FastMCP provides built-in handlers for OpenAI and Anthropic APIs that support the full sampling API including tool use.

OpenAI Handler

New in version 2.11.0
from fastmcp import Client
from fastmcp.client.sampling.handlers.openai import OpenAISamplingHandler

client = Client(
    "my_mcp_server.py",
    sampling_handler=OpenAISamplingHandler(default_model="gpt-4o"),
)
For OpenAI-compatible APIs (like local models):
from openai import AsyncOpenAI

client = Client(
    "my_mcp_server.py",
    sampling_handler=OpenAISamplingHandler(
        default_model="llama-3.1-70b",
        client=AsyncOpenAI(base_url="http://localhost:8000/v1"),
    ),
)
Install the OpenAI handler with pip install fastmcp[openai].

Anthropic Handler

New in version 2.14.1
from fastmcp import Client
from fastmcp.client.sampling.handlers.anthropic import AnthropicSamplingHandler

client = Client(
    "my_mcp_server.py",
    sampling_handler=AnthropicSamplingHandler(default_model="claude-sonnet-4-5"),
)
Install the Anthropic handler with pip install fastmcp[anthropic].

Sampling Capabilities

When you provide a sampling_handler, FastMCP automatically advertises full sampling capabilities to the server, including tool support.
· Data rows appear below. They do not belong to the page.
PR #9716, opened 2021-10-05
qt6-quick3d: update to 6.2.0

MehdiChinoune:
see: https://bugreports.qt.io/browse/QTBUG-96339

qt6-quick3d couldn't be built by cmake >= 3.20 (on non-clang subsystems), I have decided to add a new package mingw-w64-cmake-319 for cmake 3.19.8 just to build qt6-quick3d.


lazka:
Shouldn't us building it under `C:/_` in CI work around the issue by reducing the path lengths?

lazka:
maybe this helps: https://github.com/msys2/setup-msys2/pull/163

PR #9719, opened 2021-10-05
[new-package] gcc11

MehdiChinoune:


stahta01:
> I'm thinking of just updating mingw64 to v11 and keeping mingw32 at v10. Any thoughts on that?

I think just not building Ada with mingw32 might be a better option.

Likely Ada would build under either of the two below 32 bit environments.
Anyone, think creating ucrt32 using SJLJ is a good idea? 
Or, switching mingw32 to SJLJ instead of dwarf?

Tim S.

lazka:
> I think just not building Ada with mingw32 might be a better option.

There is a chance that ada not building is just a symptom, so it might break even more things outside.

32bit is on its way out (the timeline is debatable), I don't think it's time for large experiments there..

mati865:
@MehdiChinoune x86_64 uses SEH and its exception handling is entirely different from i686 which uses Dwarf.

stahta01:
> > I think just not building Ada with mingw32 might be a better option.
> 
> There is a chance that ada not building is just a symptom, so it might break even more things outside.
> 
> 32bit is on its way out (the timeline is debatable), I don't think it's time for large experiments there.
> 
> disclaimer: I have zero experience gcc internals and dwarf vs SJLJ, this is just from the POV as a package maintainer.

Ada does its own exception system that needs to interface with Dwarf.
The problem could be in Ada or Dwarf.

What do you think about the GCC in the MINGW64 environment being an multilib version where the 32 bit libs uses SJLJ based  exception?

Tim S.

PR #9800, opened 2021-10-18
gdal: fix UCRT build

### LINKED ISSUE #9617: [ucrt] Couldn't build gdal on UCRT64 due to a broken at_quick_exit.

jeremyd2019:
Don't define `__MSVCRT_VERSION__` to `0x0700` - that's the default for MINGW*, and is lower than 0x0E00 for UCRT, turning off some functions in the headers (like quick_exit and at_quick_exit).  Fixes #9617


jeremyd2019:
It builds UCRT64 now, and would build CLANG32/64 if not for #9804

PR #9811, opened 2021-10-19
New package: python-inflection

raedrizqie:


Biswa96:
Please add your name or alias as maintainer. See any other PKGBUILD for example or [this wiki][1] may help.

[1]: https://wiki.archlinux.org/title/Arch_package_guidelines

PR #9817, opened 2021-10-19
New package: python-yapf

raedrizqie:


lazka:
What's your goal with all these python packages?

raedrizqie:
ok.. thanks :)

PR #9840, opened 2021-10-22
texlive-bin: fix extractbb.exe and related

naveen521kk:
Fixes https://github.com/msys2/msys2-texlive/issues/18


naveen521kk:
It works tested locally, merging.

To disable tool support for simpler handlers:
from mcp.types import SamplingCapability

client = Client(
    "my_mcp_server.py",
    sampling_handler=basic_handler,
    sampling_capabilities=SamplingCapability(),  # No tool support
)

Tool Execution

Tool execution happens on the server side. The client’s role is to pass tools to the LLM and return the LLM’s response (which may include tool use requests). The server then executes the tools and may send follow-up sampling requests with tool results.
To implement a custom sampling handler, see the handler source code as a reference.